Graeme Moore, Senior Project Manager, Innovation & Technology for Scottish Water, recently presented the results of an evaluation of the CT IPC at their Levenhall Sewage Pumping Station, where blockages and ragging needed to be dealt with two to three times each week: the station has four foul pumps and three storm pumps. Within the wastewater industry, an estimated three quarters of all pumps are over-sized by more than 20% to provide a ‘factor of safety’ in the design, according to the British Pump Manufacturer’s Association.  The use of variable speed drives can be used to reduce the energy used by over-sized pumps, and reduce hydraulic system losses. The use of VSDs can play a substantial role in energy reduction by bringing the pump in line with the consented flow and reducing friction (energy) losses in the system.  The ‘soft start’ functions can also increase the life of components, such as bearings and seals. Levenhall uses circa £28k per annum of electricity and requires circa £15k per annum of operational interventions, to deal with ragging, blockages and pump trips. The installation of a VSD using IPC at Levenhall on one of the pumps produced an average running current on the VSD equipped pump of 15% to 30% less than the other pumps, plus no blockages. Peak operating currents were reduced by over 40%.

ABB Drives IPC

The ABB Intelligent Pump Control (IPC) software was launched back in 2006. The techniques have been refined in many applications, some of which are quoted below. New drives have been specifically developed for the water industry, and this software is specifically included in those: for other industrial drives the IPC is now a standard option.

ABB agree that the total current is not a suitable parameter for monitoring for pump blockage or reduced flow, and ABB monitor the speed and torque over the pump performance curve: they use “Direct Torque Control” (DTC), which is analogous to the CT “active current”: the two types of VSD use different approaches to speed control, so they are not exactly comparable.
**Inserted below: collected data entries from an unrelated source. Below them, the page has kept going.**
Issue #2078, opened 2020-01-17
Conversion between std::chrono and numpy.datetime64


phil-zxx:
Using `#include <pybind11/chrono.h>` we can define
```py
def(py::init([](const std::chrono::system_clock::time_point& obj)
```
so that we can convert between `std::chrono` and python's `datetime`.

Is there a similar concept for conversions between `std::chrono` and numpy's `datetime64`? I had a look at `pybind11/numpy.h` but couldn't find anything.

I am happy implement it and submit a PR, if someone could point me in the right direction for how to do it. Many thanks!

phil-zxx:
I've tried it myself, please see PR.

PR #2085, opened 2020-01-19
Added ability to convert from numpy.datetime64 to system_clock::time_point

phil-zxx:
Added ability to convert from Python `numpy.datetime64` to C++ `system_clock::time_point`

As raised here: https://github.com/pybind/pybind11/issues/2078

### DIFF
--- a/include/pybind11/chrono.h
+++ b/include/pybind11/chrono.h
@@ -11,6 +11,7 @@
 #pragma once
 
 #include "pybind11.h"
+#include "numpy.h"
 #include <cmath>
 #include <ctime>
 #include <chrono>
--- a/include/pybind11/chrono.h
+++ b/include/pybind11/chrono.h
@@ -11,7 +11,6 @@
 #pragma once
 
 #include "pybind11.h"
-#include "numpy.h"
 #include <cmath>
 #include <ctime>
 #include <chrono>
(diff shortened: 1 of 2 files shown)


SimonHeybrock:
Does this work with different units that `numpy.datetime64` may have, such as `datetime64[ns]`? See https://github.com/pybind/pybind11/issues/2078.

m4ce:
any chance we could have this PR reviewed and merged? I am looking at the ability to convert chrono::system_clock::time_point to numpy.datetime64. Will this PR also work when returning a strucuted numpy array from C++ to python where a field is a time_point?

stevesimmons:
Hi guys, is solving this on anyone's radar? I'm asking because I'd very much like the awkward-1.0#367 issue mentioned above by @jpivarski to be solved. I don't have the time right now to solve these two issues myself. Just wondering if anyone else is likely to tackle them soon...

jpivarski:
https://github.com/scikit-hep/awkward-1.0/issues/367 for cross-linking

SimonHeybrock:
@stevesimmons @jpivarski For `scipp`, we have since implemented bindings based on `py::array` in a manual way, supporting various time units and avoiding copies. I don't know if something like this could be brought into `pybind11` itself, but maybe this is useful for you. The two main bits are: https://github.com/scipp/scipp/blob/02aa4be8d59b84caf74d2bd37bef990e952564cf/python/bind_data_access.h#L56-L79 and https://github.com/scipp/scipp/blob/02aa4be8d59b84caf74d2bd37bef990e952564cf/python/numpy.h#L46-L63.

PR #2087, opened 2020-01-20
Fix the use of MSVC in an MSYS environment

### LINKED ISSUE #2079: Compilation on windows Fails after PR #2053
Hello everyone,

First, thank you everyone for this great tool ! 

## Issue description

Current system:

* Windows 10
* MinGW
* conda 4.8.1 installed on windows
* python version 3.7.4 (the one in conda)
* cmake 3.14.0 installed on windows
* compiler MSVC 14.24.28314

After PR #2053 was merged, our building pipelines on windows started failing. The output message error is `fatal error LNK1181: cannot open input file 'python37.lib`.
After tracking the problem, I found out that `PYTHON_LIBRARY` in file `tools/FindPythonLibsNew.cmake` was not set to the correct path.

* Before PR #2053 `PYTHON_LIBRARY` = `C:/Users/user/Anaconda3/libs/python37.lib`
* After PR #2053 `PYTHON_LIBRARY` = `python37.lib`

Debugging each step of the previous file resulted that:

* `PYTHON_LIBDIR` is empty
* After the patch, it tries to look in a Linux location for the library
* `PYTHON_LIBRARY` is set to `python37.lib`

I found a solution changing some lines in `tools/FindPythonLibsNew.cmake`, without changing the behaviour for Linux or Mac.

I would like to know if you'll be interested for a PR, if yes the only thing is I don't have many more windows system to test on it. To I don't know if other Windows user with their build system could test ?

Or maybe do you have any other suggestion that could help us of course :) ?

## Reproducible example code

1. windows system
2. install mingw
3. install conda for windows
4. import a C++ project using cmake for building process, and of course pybind

In the `CmakeLists.txt` file, we use `add_subdirectory()` to indicate where the folder of pybind11 is located.

Expected error: `fatal error LNK1181: cannot open input file 'python37.lib`

Let me know if you have any questions/suggestion.

Cheers,
Julián

Baljak:
Since MSVC can also be used in an MSYS environment (for example the one provided with Git for Windows), we also need to check if the MinGW compiler is used alongside the `MSYSTEM` environment variable. This expand the MSYS check made in PR #2053 

@MonkeyBreaker Could you check that this fixes your issue?
@kanonet Could you check as well that pybind11 + MSYS still work in your cases?

Fix #2079


MonkeyBreaker:
@Baljak 

I confirm that it now work's on my side

Great !

wjakob:
Shouldn't `MSVC` appear somewhere in the condition?

Baljak:
@wjakob I agree, I made the condition like this to allow more compilers than MSVC.

kanonet:
I can confirm, that this does work for me with MSYS2+MinGW. I think this is good as you wrote it, this way it does only change behavior for Msys+MinGW. Did someone test MinGW without MSYS?
This is how my original PR #1851 should have looked, to bad it did not. Thx for fixing it!

Baljak:
@kanonet I did and it works. Actually I made PR #2048 because I'm using MinGW alone. Now every configuration should be OK.

MonkeyBreaker:
Hi !

Any idea when this PR will be merged on master ?
Nothing urgent, as a temporary solution we checkout on branch `v2.4`.

wjakob:
Merged!

wjakob:
Thanks for tracking this down :)

reds-heig:
Thank you ! :)

MonkeyBreaker:
Thank you !

Issue #1922, opened 2019-09-12
get_type_overload may encounter false cache hits if derived instances are GC'd


EricCousineau-TRI:
## Issue description

This is the upstream form of https://github.com/RobotLocomotion/drake/issues/11424 that @BetsyMcPhail root-caused in this discussion: https://github.com/RobotLocomotion/drake/issues/11424#issuecomment-527991296

> High-level overview and proposed solution
> 
> Pybind11 caches functions that aren't overloaded in Python to avoid costly Python dictionary lookups.
> 
> The non-overload cache is a set which uses (type.ptr, function name) as a key. Once an item is added to the cache, it is never removed.
> 
> The bug occurs when a type that has been added to the cache (e.g type = <class 'custom_test.TestCustom.test_deprecated_protected_aliases..OldSystem'>
> type.ptr() = 0x2746c58) is destroyed and a new type is created with the exact same pointer (e.g. type = <class 'custom_test.TestCustom.test_leaf_system_overrides..TrivialSystem'>, type.ptr() = 0x2746c58) that should not be in the cache.
> 
> The first attempt at fixing the issue was to use self.ptr instead of type.ptr in the cache key. Testing demonstrated that this was not enough to solve the issue.
> 
> In the end, removing all associated cached items when an instance is deregistered seems to fix the issue.

She submitted a potential fix for it in our fork here:
https://github.com/RobotLocomotion/pybind11/pull/32

## Reproducible example code

I've done a quick minimal repro based on master @ 12e8774b here:
https://github.com/EricCousineau-TRI/pybind11/commit/97260868f5fb0f1a0ba81c38b173bee99b6c71c4

Extra keyword: garbage collect virtual inheritance polymorphism

wjakob:
Hi @EricCousineau-TRI,

oh oh, that sounds like it was very painful to track down :(. That's a very subtle issue indeed and something that was not considered during development. Unfortunately haven't bee able to come up with nice way of resolving the problem.

One option of course would be to remove the caching mechanism. That's a no-go because it will route every virtual function call through Python (& the GIL). Some C++ project issue vast amounts of these, potentially in parallel from multiple threads. Such a change would essentially break these projects.

[...]

PR #2092, opened 2020-01-23
Update 'inactive_overload_cache' key

BetsyMcPhail:
Instead of just the function name, use `__qualname__.name`.

Solves issue #1922  

\@wjakob

### DIFF
--- a/include/pybind11/detail/internals.h
+++ b/include/pybind11/detail/internals.h
@@ -83,9 +83,9 @@ template <typename value_type>
 using type_map = std::unordered_map<std::type_index, value_type, type_hash, type_equal_to>;
 
 struct overload_hash {
-    inline size_t operator()(const std::pair<const PyObject *, const char *>& v) const {
+    inline size_t operator()(const std::pair<const PyObject *, std::string>& v) const {
         size_t value = std::hash<const void *>()(v.first);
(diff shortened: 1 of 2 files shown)


EricCousineau-TRI:
@YannickJadoul @rwgk I was updating our fork, and forgot that we hadn't landed this (see linked issue for more deets).

Is this a candidate for 2.6.0?

EricCousineau-TRI:
Came across this when crafting: https://github.com/RobotLocomotion/pybind11/pull/47

YannickJadoul:
This should probably use `detail::get_fully_qualified_tp_name` (from #2520), but apart from that, a quick look says "yes, I think so?"

YannickJadoul:
At the same time, it's still quite late to add, though? :-/

YannickJadoul:
Also, what if the new class has exactly the same name as the old one?

bstaletic:
Also, also, the changes to the hash function are really wrong. You don't want to combine hashes with just an xor.

henryiii:
We can work on it for 2.7 - I think it's too late for 2.6 for anything with a chance of breaking.

EricCousineau-TRI:
Sounds good! We'll address this for release 2.7.0, not 2.6.0 - thanks!

EricCousineau-TRI:
Closed in lieu of superseding PR, #2772

PR #2095, opened 2020-01-25
Fix docstrings of enum methods

YannickJadoul:
#1511 broke the docstrings of the `__repr__`, `__add__`, etc. methods of `enum_` types. E.g., the docstring of a `__repr__` now looks like this:

```
>>> example.AnEnum.__repr__.__doc__
'(self: handle) -> str\n'
```

This PR fixes that by passing the name to the `cpp_function` constructors, in the same was as `class_::def` would do:

```
>>> example.AnEnum.__repr__.__doc__
'__repr__(self: handle) -> str\n'
```

I also converted `__setstate__` and `__getstate__` to `pickle`, to get rid of the warnings about old- vs. new-style constructors.

### DIFF
--- a/include/pybind11/pybind11.h
+++ b/include/pybind11/pybind11.h
@@ -1418,7 +1418,7 @@ struct enum_base {
                         return pybind11::str("{}.{}").format(type_name, kv.first);
                 }
                 return pybind11::str("{}.???").format(type_name);
-            }, is_method(m_base)
+            }, name("__repr__"), is_method(m_base)
         );
 
         m_base.attr("name") = property(cpp_function(
@@ -1429,7 +1429,7 @@ struct enum_base {
                         return pybind11::str(kv.first);
                 }
                 return "???";
-            }, is_method(m_base)
+            }, name("name"), is_method(m_base)
         ));
 
         m_base.attr("__doc__") = static_property(cpp_function(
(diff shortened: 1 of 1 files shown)


wjakob:
All the changes look good for me, except the changes regarding ``hash`` and ``getstate``. I remember at the time intentionally getting rid of pickle() to avoid unneeded code, which you now added back. Can we stick with how it was previously?

YannickJadoul:
The reason I did this is that by adding the `name` to the original `__setstate__`, it would start complaining about "using an old-style placement-new '__setstate__' which has been deprecated", and I thought the one function wouldn't matter and even avoid a second call from C++ -> Python -> C++ by calling  `__int__` is called in `__getstate__`.

But this latest commit should fix it.

One minor concern is that the docstrings still show `int_` instead of `int`, but if I can easily fix that, I'll open a new PR.

wjakob:
LGTM, thanks!

wjakob:
FYI: I removed the use of `std::move` in ``__setstate__``, that seemed a bit overkill for an enum.

YannickJadoul:
> FYI: I removed the use of `std::move` in `__setstate__`, that seemed a bit overkill for an enum.

Oh right, it's just a primitive underlying type, anyway. That was just a remainder of copy-pasting the `__setstate__` implemenation, I suppose.

Issue #2076, opened 2020-01-16
pybind11 ignores exceptions raised by len(arg), calls std::vector::reserve() with bad value


nmusolino:
##  Issue description

When converting a sequence-like argument to an `std::vector<T>`, pybind11 ignores exceptions raised by `len(arg)` and erroneously calls `std::vector<T>::reserve()` with a very large value.  The result is a confusing exception of the following form:
```
Traceback (most recent call last):
  File "./pybind11_repro.py", line 11, in <module>
    my_module.f(a)
ValueError: vector::reserve
```

## Reproducible example code

C++ code:
```
#include <pybind11/pybind11.h>
#include <pybind11/stl.h>

#include <vector>

namespace py = pybind11;
using namespace py::literals;

namespace my_module {

void f(const std::vector<int>&) {}

}  // end namespace my_module

PYBIND11_MODULE(my_module, m){
    m.def("f", &my_module::f);
};
```

This C++ code was compiled with:
```
g++-8 -Wall -shared -std=c++17 -fPIC -o my_module$(python3-config --extension-suffix) $(python3-config --ldflags) pybind11_repro.cpp -I.<pybind11 include dir> -I/usr/local/include/python3.8  
```

Python code:
```
import numpy
import my_module

my_module.f([1, 2])  # Okay

a = numpy.array(2.0)
my_module.f(a)       # raises: ValueError: vector::reserve
```

I used a zero-dimensional numpy array to demonstrate this problem, but it actually occurs with any object that is sequence-like (has `__getitem__`) and raises from `__len__`:
```
class BadLen(): 
    def __getitem__(self, i): 
        return i 
           
    def __len__(self): 
        raise Exception() 

my_module.f(BadLen())    # raises: ValueError: vector::reserve
```

## Result and expected result
When running the Python code above, a C++ exception is thrown by `std::vector<int>::reserve()`.  pybind11 propagates this to the Python caller, but this is confusing and does not indicate why the operation failed.
```
Traceback (most recent call last):
  File "./pybind11_repro.py", line 11, in <module>
    my_module.f(a)
ValueError: vector::reserve
```

This exception occurred because `len(a)` in the example above raises a Python exception (see Diagnosis section below):
```
>>> len(a)
Traceback (most recent call last):
  File "pybind11_repro.py", line 9, in <module>
    len(a)
TypeError: len() of unsized object
```
I think that pybind11 should propagate this *original* Python exception to the caller, instead of triggering an unrelated exception at a later point in time.

[...]

PR #2096, opened 2020-01-26
Propagate exceptions in sequence::size() (#2076)

nmusolino:
Adds a check for error after a call to `PySequence_Size` in `pybind11::sequence::size()`.

As detailed in #2076, before this change, `sequence::size()` could return an erroneous value of `SIZE_MAX` in a scenario when `PySequence_Size` indicated an exception by returning `-1`.

The unit test in this MR, when run with `pytypes.h` from before the change, results in the following error: `SystemError: <built-in method sequence_length of PyCapsule object at 0x...> returned a result with an error set`.  After this MR is applied, the test completes successfully.

### DIFF
--- a/include/pybind11/pytypes.h
+++ b/include/pybind11/pytypes.h
@@ -1242,7 +1242,12 @@ private:
 class sequence : public object {
 public:
     PYBIND11_OBJECT_DEFAULT(sequence, object, PySequence_Check)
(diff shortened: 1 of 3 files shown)


nmusolino:
@wjakob, I think this MR is ready for review.  Would you be able to take a look?

wjakob:
Merged, thanks!

PR #2099, opened 2020-01-27
eigen: Don't require conformability on length-0 dimensions

### LINKED ISSUE #2098: eigen: Function taking `Eigen::Ref<const MatrixXd>` cannot accept 0xN matrices (N > 1)
## Issue description

When binding a function that takes `Eigen::Ref<const MatrixXd>`, `type_caster::load` fails when `src` has a size of `(0, N)`, where N > 1.

(For row-major, I assume that this conversion fails if the matrix is Nx0.)

Relates @allanleal's comment in #738.

## Reproducible example code

Using 4f72ef84, see code here:
https://github.com/EricCousineau-TRI/repro/blob/e10a223690ca5548d250996c5f49548adebe9cd6/python/pybind11/custom_tests/test_eigen_drake_issue12633.cc

Output:

```
<built-in method pass_through of PyCapsule object at 0x7fe90b53dd80> - 0, 1
<built-in method pass_through of PyCapsule object at 0x7fe90b53dd80> - 0, 2
<built-in method pass_through_ref of PyCapsule object at 0x7fe90b53df90> - 0, 1
<built-in method pass_through_ref of PyCapsule object at 0x7fe90b53df90> - 0, 2
  what():  TypeError: pass_through_ref(): incompatible function arguments. The following argument types are supported:
    1. (arg0: numpy.ndarray[float64[m, n], flags.f_contiguous]) -> numpy.ndarray[float64[m, n], flags.f_contiguous]

Invoked with: array([], shape=(0, 2), dtype=float64)

At:
  <string>(9): check
  <string>(12): <module>
```

EricCousineau-TRI:
Resolves #2098

Not completely sure if there should be some special-casing for writeable references...

---
This change is [Reviewable](https://reviewable.io/reviews/pybind/pybind11/2099)

### DIFF
--- a/include/pybind11/eigen.h
+++ b/include/pybind11/eigen.h
@@ -100,9 +100,9 @@ template <bool EigenRowMajor> struct EigenConformable {
         return
             !negativestrides &&
             (props::inner_stride == Eigen::Dynamic || props::inner_stride == stride.inner() ||
-                (EigenRowMajor ? cols : rows) == 1) &&
+                (EigenRowMajor ? cols : rows) <= 1) &&
             (props::outer_stride == Eigen::Dynamic || props::outer_stride == stride.outer() ||
-                (EigenRowMajor ? rows : cols) == 1);
+                (EigenRowMajor ? rows : cols) <= 1);
     }
     operator bool() const { return conformable; }
 };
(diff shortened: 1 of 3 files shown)


wjakob:
Looks great, thank you -- merged!

PR #2100, opened 2020-01-28
Support keyword-only arguments (rebased)

### LINKED ISSUE #1194: Indicating that a function takes keyword-only arguments

skoslowski:
This is a duplicate of #1196 rebased to current master resolving the merge conflicts on the existing PR.

(Fixes #1194)

This adds support for a `py::args_kw_only()` annotation that can be
specified between `py::arg` annotations to indicate that any following
arguments are keyword-only.  This allows you to write:

    m.def("f", [](int a, int b) { /* ... */ },
          py::arg("a"), py::args_kw_only(), py::arg("b"));

and have it work like Python 3's:

    def f(a, *, b):
        # ...

with respect to how `a` and `b` arguments are accepted (that is, `a` can
be positional or by keyword; `b` can only be specified by keyword).

### DIFF
--- a/docs/advanced/functions.rst
+++ b/docs/advanced/functions.rst
@@ -362,6 +362,34 @@ like so:
     py::class_<MyClass>("MyClass")
         .def("myFunction", py::arg("arg") = (SomeType *) nullptr);
 
+Keyword-only arguments
+======================
+
+Python 3 introduced keyword-only arguments by specifying an unnamed ``*``
+argument in a function definition:
+
+.. code-block:: python
+
+    def f(a, *, b):  # a can be positional or via keyword; b must be via keyword
+        pass
+
+    f(a=1, b=2)  # good
+    f(b=2, a=1)  # good
+    f(1, b=2)    # good
+    f(1, 2)      # TypeError: f() takes 1 positional argument but 2 were given
+
+Pybind11 provides a ``py::args_kw_only`` object that allows you to implement
+the same behaviour by specifying the object between positional and keyword-only
+argument annotations when registering the function:
+
+.. code-block:: cpp
+
+    m.def("f", [](int a, int b) { /* ... */ },
+          py::arg("a"), py::args_kw_only(), py::arg("b"));
+
+Note that, as in Python, you cannot combine this with a ``py::args`` argument.
+This feature does *not* require Python 3 to work.
+
 .. _nonconverting_arguments:
 
 Non-converting arguments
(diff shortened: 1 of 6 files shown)


TheButlah:
+1 for this feature,

cpuhrsch:
I'd love this as well!

cpuhrsch:
Ping: Are you planning on landing this soon? :)

cpuhrsch:
@gst - are there any updates to this?

cpuhrsch:
Pinging the creator of this PR @skoslowski

skoslowski:
@CharlesB2, I am not a maintainer of pybind11, so there is nothing I can do. This PR only exists to help get the original code merged.

I have been wanting this for a while now and it has dragged on for too long. So, for now, I have fallen back to using a private fork with this patch included.

izdeby:
This would be a great addition to pybind. Is there anyway this can be merged, @gst?

gst:
I dont have merge privilege here otherwise I'd have already merged ;)

@wjakob is the last person having done a commit 10 days ago.. ping ?

jagerman:
I like this addition, but some minor bikeshedding: Thoughts on changing the tag to something shorter, perhaps `py::kwonly{}`?  The name feels a little verbose to me currently:

```C++
m.def("f", [](int a, int b) { /* ... */ },
        py::arg("a"), py::args_kw_only(), py::arg("b"));
```
vs:
```C++
m.def("f", [](int a, int b) { /* ... */ },
        py::arg("a"), py::kwonly(), py::arg("b"));
```

gst:
agree with you `py::kwonly` looks better.

skoslowski:
I am also in favor of `kwonly()`. If there are no objections, I'll amend the original commit.

wjakob:
This is a nice feature, and the patch looks fantastic. Apologies that it's taken me a while to get to this. Many thanks to @jagerman and @skoslowski.

henryiii:
Wow, didn't know this went in!!!

Issue #2062, opened 2020-01-09
Memory leaks in MFC  dialog base application when use scoped_interpreter


ruoleng:
The example code in VC 2017 give a leak tip in debug mode.
Output windows show text like this:

Detected memory leaks!
Dumping objects ->
{266} normal block at 0x00C9B4E8, 4 bytes long.
Data: <    > 00 00 00 00 
Object dump complete.

I had try the code in Win32 Application,   it's OK,  no leak.

The version of Visual Stuido 2017  I'm using  is 15.9.16.

It seem the  "internals_pp" pointer did not release.
In  "internals.h"  file  of  function "inline internals **&get_internals_pp() ". 

## Reproducible example code

namespace py = pybind11;
py::scoped_interpreter guard{};
auto dtPassTo = py::dict();
auto global = py::dict(py::module::import("__main__").attr("__dict__"));
dtPassTo["msg"] = py::cpp_function(
	[](std::string strMsg) {
	::MessageBoxA(nullptr, strMsg.c_str(), "", MB_OK);
});

py::exec("msg('test')", global, dtPassTo);

ruoleng:
Well, I did a little dig. Then I found in 'internals.h' file, the function 'PYBIND11_NOINLINE inline internals &get_internals() '  there is a code block (line 272 ~ 274 ):

        if (!internals_pp) internals_pp = new internals*();
        auto *&internals_ptr = *internals_pp;
        internals_ptr = new internals();

Find out internals_pp is a pointer that point to another pointer. But only release the   *internals_pp pointer, not release the internals_pp pointer.
The release code in line 163 ~ 166  the embed.h file, which is the block of function ‘inline void finalize_interpreter() '.

After I add release internals_pp pointer , there is not more leak.

Before fix, release code is :

if (*internals_ptr_ptr) {
    delete *internals_ptr_ptr;
    *internals_ptr_ptr = nullptr;
}

After fix , release code is :

if (*internals_ptr_ptr) {
    delete *internals_ptr_ptr;
    *internals_ptr_ptr = nullptr;
}

if (internals_ptr_ptr) {
    delete internals_ptr_ptr;
    internals_ptr_ptr = nullptr;
}

erwincoumans:
I can confirm there is a memory leak, even without MFC.
Where is this internals_pp  and internals_ptr  deleted?

[...]

PR #2125, opened 2020-02-28
Remove memory leaks, with this patch it doesn't leak anymore (Windows…

erwincoumans:
… Visual Studio, checked using Visual Leak Detector, https://kinddragon.github.io/vld)

This patch uses Py_AtExit to make sure memory is deallocated at the very end. 
It may conflict with other platforms/configurations (embedded etc). 

The static PyModuleDef def2; assumes there is only one single PYBIND11_MODULE. 
In case more modules are allowed, that part of the patch can be removed and a more fancy solution for that deallocation is needed.

These leaks are similar to Issue #2062 
However, in my case I'm seeing memory leaks just using a simple plain Python plugin using pybind11 (not embedded).

### DIFF
--- a/include/pybind11/detail/internals.h
+++ b/include/pybind11/detail/internals.h
@@ -212,6 +212,24 @@ inline internals **&get_internals_pp() {
     return internals_pp;
 }
 
+inline void delete_internals_pp() {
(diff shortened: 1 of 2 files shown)


erwincoumans:
Closing, this may be a Windows only issue (looking at the CI errors)

PR #2126, opened 2020-03-01
Add enum value to enum repr

auscompgeek:
This changes enum reprs to look like `<Enum.name: value>` similarly to
the Python enum module.

This keeps the str of enums as `Enum.name`, like the Python enum module.

### DIFF
--- a/include/pybind11/pybind11.h
+++ b/include/pybind11/pybind11.h
@@ -1486,6 +1486,16 @@ detail::initimpl::pickle_factory<GetState, SetState> pickle(GetState &&g, SetSta
 }
 
 PYBIND11_NAMESPACE_BEGIN(detail)
+
+inline str enum_name(handle arg) {
+    dict entries = arg.get_type().attr("__entries");
+    for (const auto &kv : entries) {
+        if (handle(kv.second[int_(0)]).equal(arg))
+            return pybind11::str(kv.first);
+    }
+    return "???";
+}
+
 struct enum_base {
     enum_base(handle base, handle parent) : m_base(base), m_parent(parent) { }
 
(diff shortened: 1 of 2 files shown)


include/pybind11/pybind11.h
```diff
@@ -1435,29 +1445,22 @@ struct enum_base {
         auto static_property = handle((PyObject *) get_internals().static_property_type);
 
         m_base.attr("__repr__") = cpp_function(
-            [](handle arg) -> str {
+            [](object arg) -> str {
```
henryiii, line 1448: Why handle to object? You don't need reference counting here, do you?

YannickJadoul: Argh, good catch. I should've look more closely at the details rather than eyeballing the structural changes and shrugging "OK"...

YannickJadoul: OK, so I just tried this out, and the reason seems to be because there's no `int_` conversion from `handle` (you can `reinterpret_steal`/`reinterpret_borrow`, but those will not do the `int(...)` conversion).

YannickJadoul: See e.g. `__getstate__` and `__hash__`, also doing that. I don't immediately see a better solution, then? (though if feels there ought to be one, changing the interface of the Python types; but that's a different discussion/PR)

bstaletic: Maybe pass the `object` by reference, to avoid reference counting?

YannickJadoul: @bstaletic Hmmm, interesting.

Thinking about it a bit futher: will it, though? I believe (though the `cast`, `make_caster`, `cast_op`, `PYBIND11_TYPE_CASTER`, ... code is quite convoluted) that the `object` will be created and moved from the caster anyway, if you take it by value. So it shouldn't matter?

YannickJadoul: I vote to keep it this way, merge this PR, and create an issue/discussion on why you can't call the `int_` conversion on a handle (like you can for `str`).

bstaletic: I'm okay with that.

henryiii (approved):

YannickJadoul:
Successfully rebased, it seems :-) Does @bstaletic still want to say something (as you were involved in the discussion?)

Otherwise, this should be ready, @henryiii?

YannickJadoul:
Another rebase, after #2510. If CI turns green, I'll merge, then.

YannickJadoul:
Thanks, @auscompgeek!

PR #2151, opened 2020-04-05
Add is_final to disallow inheritance from Python

virtuald:
While not a requirement to bind final C++ classes, the underlying class is probably final for a reason so you might as well disallow python classes from inheriting also?


virtuald:
It appears that [pypy might not honor this flag](https://bitbucket.org/pypy/pypy/issues/2742/cpyext-class-subclassable-even-if)? What's the best way to approach this then -- ignore it and document it? That seems easiest to me.

We might be able to do something in the metaclass to fix it, but I'm not sure the best way to go about that.

wjakob:
LGTM, thanks!

EricCousineau-TRI:
BTW Sorry to have discovered this so late, but this is awesome - thank y'all!

PR #2589, opened 2020-10-13
fix: minor correctness check (smaller alternative to #2588)

henryiii:
## Description

Backporting a correctness fix from #2588 for 2.6.0. If #2588 is too large to go into 2.6.0, we can do this instead, and save #2588  for later.

## Suggested changelog entry:

None needed.


henryiii:
Looks like #2588 is okay to merge to 2.6.0, so closing this.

The ABB IPC for water applications allows the selection of various schemes for pump reverse running, adjusting time and speed, since in some conditions impellers are supported by a nose nut. Also a blocked inlet to a pump might cause underload conditions rather than an excess of current, and the IPC allows a pump reverse cycle to clear such a blockage. A patented additional feature allows the IPC to make a calculation of the effluent flow rate, in normal flow conditions, using data from a pressure transmitter. The user can configure other specific functions, for individual site conditions, using the Solution Program Controller (SPC) blocks available from a pre-configured library.

The ABB IPC system was installed on a six pump sump used at the Severn Trent  (STW) Wanlip sewage treatment works, where four direct-on-line pumps and two variable speed drive (VSD) controlled pumps were showing low flow rates that appeared to be caused by ragging. The anti-jamming features in the IPC sorted the problems. Graham Drabble, the STW Capital Liaison Technician for Wanlip said: “As well as curing the flow problem, the new installation allows us to achieve our pumping requirement using only two or three pumps instead of all six, achieving an energy saving of approximately GBP100k per year.” Similar costs were saved on pump maintenance and cleaning at a four pump sump in the STW Worcester sewage treatment works, where the existing ABB 132kW industrial drives, supplied complete with filters to reduce harmonics, were given a simple upgrade to add the IPC software. Here the reverse running speed had to be restricted, because of the fibre content of the effluent, which needed to be unwound slowly.

In another installation for Anglian Water at its Stanbridgeford wastewater treatment works in Bedfordshire, two pumps using a 55kW ABB drive were equipped with IPC: the lack of ragging and the subsequent increase in operational time mean that the pumps can run at a lower speed or for less time and still achieve the desired pumping volumes, leading to energy savings, according to Adam Brookes, of Anglian Water’s Innovation Team

Redpath from CT comments: “Every site is different, and IPC is totally flexible, able to be configured to meet customer’s applications.  It works equally effectively on wet and dry well installations, and also treatment works pumps”. ABB would agree.